PCR-based detection of DNA from the human pathogenBlastomyces dermatitidisfrom natural soil samples

Abstract

Blastomyces dermatitidis is the dimorphic fungal agent of blastomycosis, a disease that primarily affects humans and dogs. The clinical appearance of this mycosis is well characterized, but there is still little known about its environmental niche, having been isolated from nature only 21 times. We have developed a PCR-based assay to detect B. dermatitidis from soil samples using primers specific to a portion of the promoter region of the BAD1 virulence gene. An internal standard control, pTJV2, was constructed to validate the results from soil samples.

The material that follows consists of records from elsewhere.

PR #2277, opened 2025-01-14
Add probing stats, try to fix probing rate

bgrozev:
- **feat: Add stats for bandwidth probing to debug (rtcstats).**
- **fix: Use observed bitrate instead of encoder target when calculating probing needed.**

### DIFF
--- a/jvb/src/main/kotlin/org/jitsi/videobridge/cc/BandwidthProbing.kt
+++ b/jvb/src/main/kotlin/org/jitsi/videobridge/cc/BandwidthProbing.kt
@@ -92,7 +92,7 @@ class BandwidthProbing(
 
         // How much padding do we need?
         val totalNeededBps = bitrateControllerStatus.currentIdealBps - bitrateControllerStatus.currentTargetBps
-        if (totalNeededBps < 1) {
+        if (totalNeededBps < 1 || !bitrateControllerStatus.hasNonIdealLayer) {
             // Don't need to send any probing.
             bytesLeftOver = 0
             zeroStats()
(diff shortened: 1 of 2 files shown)


jvb/src/main/kotlin/org/jitsi/videobridge/cc/BandwidthProbing.kt
```diff
@@ -36,18 +40,28 @@ class BandwidthProbing(
     /**
      * The sequence number to use if probing with the JVB's SSRC.
      */
-    private var seqNum = Random.nextInt(0xFFFF)
+    private val seqNum = Random.nextInt(0xFFFF)
```
JonathanLennox, line 43: It looks like this (and ts below) isn't used anywhere other than debug state output, so better to delete it than to make it a `val` (which doesn't make any sense for a sequence number)

jvb/src/main/kotlin/org/jitsi/videobridge/cc/allocation/BitrateController.kt
```diff
@@ -200,11 +200,7 @@ class BitrateController<T : MediaSourceContainer> @JvmOverloads constructor(
         val nowMs = clock.instant().toEpochMilli()
         val allocation = bandwidthAllocator.allocation
         allocation.allocations.forEach { singleAllocation ->
-            val allocationTargetBitrate: Bandwidth? = if (config.useVlaTargetBitrate) {
-                singleAllocation.targetLayer?.targetBitrate ?: singleAllocation.targetLayer?.getBitrate(nowMs)
-            } else {
-                singleAllocation.targetLayer?.getBitrate(nowMs)
-            }
+            val allocationTargetBitrate: Bandwidth? = singleAllocation.targetLayer?.getBitrate(nowMs)
```
JonathanLennox, line 203: This will cause probing to happen, even when we're fully sending ideal, if the VLA bitrate is greater than the measured bitrate, which seems bad.
Conversely if the VLA bitrate is less than the measured bitrate we won't probe up, though I'm confused if that will matter.

JonathanLennox (approved):

PR #2283, opened 2025-01-21
VideobridgeExpireThread is created but not started

dsmeytis:
Hello @bgrozev! I'm not really sure whether it is a typo or done on purpose but I noticed that during `VideobridgeExpireThread` move from `Videobridge` to `Main` in commit https://github.com/jitsi/jitsi-videobridge/commit/b623d6af714a17922750aa9d1c8060406ecb6e0a call to `VideobridgeExpireThread.start()` was lost.
Again, maybe it is done on purpose but in my deployment it leads to a weird situation that peers who lost connection are getting stuck in "reconnecting" state without being expired.


JonathanLennox:
Jenkins, test this please

JonathanLennox (approved):

PR #2304, opened 2025-03-07
feat(deb): Moves to using jvb.conf only.

damencho:
The empty jvb.conf has been added from the deb package since late 2020. Now we can assume when this file is missing, this is a new install and will create one with default values.


debian/postinst
```diff
@@ -82,25 +70,8 @@ case "$1" in
...
-            echo "org.jitsi.videobridge.xmpp.user.shard.DOMAIN=auth.$JVB_HOSTNAME" >> $NEW_JITSI_CONFIG
-            echo "org.jitsi.videobridge.xmpp.user.shard.USERNAME=jvb" >> $NEW_JITSI_CONFIG
-            echo "org.jitsi.videobridge.xmpp.user.shard.PASSWORD=$JVB_SECRET" >> $NEW_JITSI_CONFIG
-            echo "org.jitsi.videobridge.xmpp.user.shard.MUC_JIDS=JvbBrewery@internal.auth.$JVB_HOSTNAME" >> $NEW_JITSI_CONFIG
-            echo "org.jitsi.videobridge.xmpp.user.shard.MUC_NICKNAME=$(uuidgen)" >> $NEW_JITSI_CONFIG
-        fi
-
         if [ ! -f $HOCON_CONFIG ]; then
-            echo "Generating an empty hocon config"
+            echo "Generating an default hocon config"
```
JonathanLennox, line 74: Should be "a default"

damencho: Fixed, thank you.

JonathanLennox (approved):

PR #2311, opened 2025-04-04
Periodically send clients the current estimated downlink bandwidth.

JonathanLennox:


jvb/src/main/resources/reference.conf
```diff
@@ -382,6 +382,14 @@ videobridge {
   # Whether to redact remote endpoint IP addresses from logs
   redact-remote-addresses = true
 
+
+  connection-stats {
+    # Whether to periodically send connection stats (currently, estimated downlink bandwidth) to endpoints
+    enabled = true
+    # How often to send these stats
+    interval = 5 seconds
```
damencho, line 390: The clients stats we send every 10 seconds by default ... maybe we can do the same and for these ...

bgrozev (approved):

JonathanLennox:
Jenkins, test this please

PR #2321, opened 2025-04-25
Various enhacements to timeseries debugging

JonathanLennox:
Added during new-BWE experimentation, but independent of it.

### DIFF
--- a/jitsi-media-transform/src/main/kotlin/org/jitsi/nlj/PacketInfo.kt
+++ b/jitsi-media-transform/src/main/kotlin/org/jitsi/nlj/PacketInfo.kt
@@ -19,6 +19,7 @@ import edu.umd.cs.findbugs.annotations.SuppressFBWarnings
 import org.jitsi.config.JitsiConfig
 import org.jitsi.metaconfig.config
 import org.jitsi.rtp.Packet
+import org.jitsi.rtp.rtcp.RtcpPacket
 import org.jitsi.utils.logging2.createLogger
 import java.time.Clock
 import java.time.Duration
@@ -90,6 +91,16 @@ class EventTimeline(
     }
 }
 
+enum class PacketType {
+    Routed,
+    RTX,
+    Padding,
+    Synthesized,
+    RTCP,
+    Misc
+    /* TODO: handle SCTP and datachannel if we need them */
+}
+
 /**
  * [PacketInfo] is a wrapper around a [Packet] instance to be passed through
  * a pipeline.  Since the [Packet] can change as it moves through the pipeline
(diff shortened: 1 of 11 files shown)


jitsi-media-transform/src/main/kotlin/org/jitsi/nlj/PacketInfo.kt
```diff
@@ -90,6 +91,16 @@ class EventTimeline(
     }
 }
 
+enum class PacketType {
+    Routed,
+    RTX,
+    Padding,
+    Synthesized,
+    RTCP,
```
bgrozev, line 99: Not sure what "RTCP" means here. RTCP packets can be Routed, or Synthesized, right?

jitsi-media-transform/src/main/kotlin/org/jitsi/nlj/PacketInfo.kt
```diff
@@ -140,6 +151,11 @@ open class PacketInfo @JvmOverloads constructor(
      */
     var payloadVerification = if (enablePayloadVerification) packet.payloadVerification else null
 
+    /**
+     * The type of the packet, used for tracking the sources of media being routed.
+     */
+    var packetType: PacketType = if (packet is RtcpPacket) PacketType.RTCP else PacketType.Misc
```
bgrozev, line 157: This is initialized when the PacketInfo is created. I don't think the RTCP parser creates a new instance, so RTCP is only set for packets we generate?

jitsi-media-transform/src/main/kotlin/org/jitsi/nlj/PacketInfo.kt
```diff
@@ -90,6 +91,16 @@ class EventTimeline(
     }
 }
 
+enum class PacketType {
+    Routed,
+    RTX,
```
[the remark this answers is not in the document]
JonathanLennox: In the new Google CC (which motivated this work), there's separate probing technique (send a short burst of data very fast and measure how quickly it's received) which is different than our padding probing, so I'd like to keep the name "Padding" here.  Ok on the RTX.

jitsi-media-transform/src/main/kotlin/org/jitsi/nlj/PacketInfo.kt
JonathanLennox: The rate trackers I'm measuring currently are only measuring VideoType packets, so RTCP isn't really handled at all.  Possibly I should just leave RTCP as TODO for now.

bgrozev (approved):

PR #167, opened 2024-11-27
Add Atlassian as a supported provider.

wdawson:


EricGustin (approved):
Nice - these are coming in fast!

PR #168, opened 2024-12-03
Bump arcadepy dependency

nbarbettini:
`arcadepy` is now at [0.2.1 on pypi](https://pypi.org/project/arcadepy/0.2.1/).
The SDK references `arcadepy` but it is locked to the `0.1.x` minor release.


nbarbettini:
@sdreyer and @EricGustin for FYI. This is just a dependency version bump

PR #169, opened 2024-12-07
Add next_token to X Search tools

EricGustin:
# PR Description
Adds an optional `next_token` input parameter to the `X.SearchRecentTweetsByUsername` and `X.SearchRecentTweetsByKeywords` tools. 

This allows users to paginate through tweets. A `next_token` is provided in the tools's response. 

For example, to access the `next_token` when using the `tools.execute`, you can do `next_token = response.output.value["meta"].get("next_token", None)` and then pass it to the tool on your next call through the tools' `next_token` input parameter.

### DIFF
--- a/toolkits/x/arcade_x/tools/tweets.py
+++ b/toolkits/x/arcade_x/tools/tweets.py
@@ -1,4 +1,4 @@
-from typing import Annotated, Any
+from typing import Annotated, Any, Optional
 
 import httpx
 from arcade.sdk import ToolContext, tool
@@ -10,6 +10,7 @@ from arcade_x.tools.utils import (
     get_headers_with_token,
     get_tweet_url,
     parse_search_recent_tweets_response,
+    remove_none_values,
 )
 
 TWEETS_URL = "https://api.x.com/2/tweets"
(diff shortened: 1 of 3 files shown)


toolkits/x/arcade_x/tools/tweets.py
```diff
@@ -63,17 +64,25 @@ async def search_recent_tweets_by_username(
     context: ToolContext,
     username: Annotated[str, "The username of the X (Twitter) user to look up"],
     max_results: Annotated[
-        int, "The maximum number of results to return. Cannot be less than 10"
+        int, "The maximum number of results to return. Must be in range [1, 100] inclusive"
     ] = 10,
+    next_token: Annotated[
+        Optional[str], "The pagination token starting from which to return results"
+    ] = None,
```
nbarbettini, line 71: Do we need to explain anything here to reduce the likelihood of the LM hallucinating a value for this?

nbarbettini (approved):
Approved with question.
For follow-up -- new evals?

toolkits/x/arcade_x/tools/tweets.py
EricGustin: From my experience, even for older models, it errs on the side of caution and will either predict the `next_token` param correctly, or it doesn't provide the token when it should.

EricGustin:
Added eval @nbarbettini

PR #171, opened 2024-12-13
X Toolkit: Support tweets longer than 280 characters

EricGustin:
# PR Description
* Update `search_recent_tweets_by_username`, `search_recent_tweets_by_keywords`, and `lookup_tweet_by_id` to support long tweets. Previously, only the first 280 characters of the tweet's text were returned by the tool.

### DIFF
--- a/toolkits/x/arcade_x/tools/utils.py
+++ b/toolkits/x/arcade_x/tools/utils.py
@@ -55,6 +55,18 @@ def sanity_check_tweets_data(tweets_data: dict[str, Any]) -> bool:
     return True
 
 
+def expand_long_tweet(tweet_data: dict[str, Any]) -> dict[str, Any]:
+    """Expand a long tweet.
+
+    For tweets exceeding 280 characters,
+    replace the truncated tweet text with the full tweet text.
+    """
+    if tweet_data.get("note_tweet"):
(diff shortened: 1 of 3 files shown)


toolkits/x/arcade_x/tools/utils.py
```diff
@@ -55,6 +55,18 @@ def sanity_check_tweets_data(tweets_data: dict[str, Any]) -> bool:
...
+def expand_long_tweet(tweet_data: dict[str, Any]) -> dict[str, Any]:
+    """Expand a long tweet.
+
+    For tweets exceeding 280 characters,
+    replace the truncated tweet text with the full tweet text.
+    """
+    if tweet_data.get("note_tweet"):
+        tweet_data["text"] = tweet_data["note_tweet"]["text"]
+        del tweet_data["note_tweet"]
+    return tweet_data
```
nbarbettini, line 67: If I'm reading it right, it modifies the dict that was passed in, and then returns that modified dict. It would be a little clearer to either copy and modify, or just don't return anything (which implies to the caller that the input is modified)

EricGustin: updated & opted for in place replacement only

nbarbettini (approved):
LGTM

PR #172, opened 2024-12-13
`arcade evals` Default to localhost

EricGustin:
# PR Description
* `arcade evals` now run evaluations against Arcade Engine at `http://localhost:9099` by default.
* Added optional flag `--cloud` to run evaluations against Arcade's Cloud Engine at `https://api.arcade-ai.com`. Overrides `-h` flag.
* Always print the Engine that the evaluations are using. Previously this was reserved for `-d` flag.

### DIFF
--- a/arcade/arcade/cli/main.py
+++ b/arcade/arcade/cli/main.py
@@ -345,10 +345,15 @@ def evals(
         help="The models to use for evaluation (default: gpt-4o)",
     ),
     host: str = typer.Option(
-        DEFAULT_ENGINE_HOST,
+        "localhost",
         "-h",
         "--host",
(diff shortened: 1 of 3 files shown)


arcade/arcade/cli/main.py
```diff
@@ -380,13 +387,12 @@ def evals(
     if not eval_files:
         return
 
-    if show_details:
-        console.print(
-            Text.assemble(
-                ("\nRunning evaluations against Arcade Engine at ", "bold"),
-                (base_url, "bold blue"),
-            )
+    console.print(
```
EricGustin, line 390: seems important enough to always show this

PR #176, opened 2024-12-18
Release Toolkits Individually

sdreyer:


.github/workflows/publish-toolkit.yml
```diff
@@ -0,0 +1,73 @@
...
+
+    - name: Install Python Dependencies
+      run: pip install ./arcade
+
+    - name: Test Toolkit
+      id: Test_Toolkit
+      working-directory: toolkits/${{ steps.set-toolkit.outputs.toolkit }}
+      run: |
+        make install
+        make test
```
EricGustin, line 50: should we add `make check` as well?

sdreyer: yeah probably

EricGustin: or maybe that should be done before merging to main?

sdreyer: we should probably have another workflow that tests and checks them all on commit

EricGustin (approved):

Amplification of this control indicated adequate removal of ambient soil inhibitors. The PCR detection limits for the control plasmid and B. dermatitidis genomic DNA were 0.1 and 500 femtograms, respectively. No PCR cross-reactivity was observed against bacteria, actinomycetes, and 13 other fungi that were genetically related or found in the same geographic areas. In spiked soil samples, this method was sensitive to 304 copies of pTJV2 DNA and 8,450 live B. dermatitidis yeast cells. Three of eight natural soil samples from a dog kennel near Lexington, KY in which dogs suffered from blastomycosis were positive using the described method, demonstrating its utility in detecting B. dermatitidis in its natural surroundings.